[Data excerpts]
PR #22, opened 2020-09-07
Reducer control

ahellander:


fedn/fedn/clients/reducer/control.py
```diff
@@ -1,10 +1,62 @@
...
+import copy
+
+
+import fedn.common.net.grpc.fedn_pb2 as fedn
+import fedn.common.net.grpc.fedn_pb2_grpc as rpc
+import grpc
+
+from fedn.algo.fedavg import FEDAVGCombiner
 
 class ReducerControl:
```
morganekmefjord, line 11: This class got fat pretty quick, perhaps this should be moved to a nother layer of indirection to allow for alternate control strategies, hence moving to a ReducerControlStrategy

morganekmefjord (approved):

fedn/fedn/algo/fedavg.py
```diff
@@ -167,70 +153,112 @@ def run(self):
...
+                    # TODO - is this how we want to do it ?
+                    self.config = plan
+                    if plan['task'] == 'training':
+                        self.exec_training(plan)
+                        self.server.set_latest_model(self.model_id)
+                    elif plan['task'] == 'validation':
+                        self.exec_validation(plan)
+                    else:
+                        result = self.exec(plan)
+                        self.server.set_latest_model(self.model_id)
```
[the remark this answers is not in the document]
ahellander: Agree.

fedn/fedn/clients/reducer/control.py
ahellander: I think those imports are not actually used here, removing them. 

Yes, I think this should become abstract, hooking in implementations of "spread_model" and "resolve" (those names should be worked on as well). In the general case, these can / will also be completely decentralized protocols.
==
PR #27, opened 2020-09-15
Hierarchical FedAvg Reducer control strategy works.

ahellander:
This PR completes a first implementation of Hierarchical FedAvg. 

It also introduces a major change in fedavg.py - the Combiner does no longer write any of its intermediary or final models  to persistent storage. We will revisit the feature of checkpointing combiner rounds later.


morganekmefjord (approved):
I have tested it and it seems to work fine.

[About this task]
Respond with a number only: how many lines in the material contain the string "ahellander"?

[The completed task]
4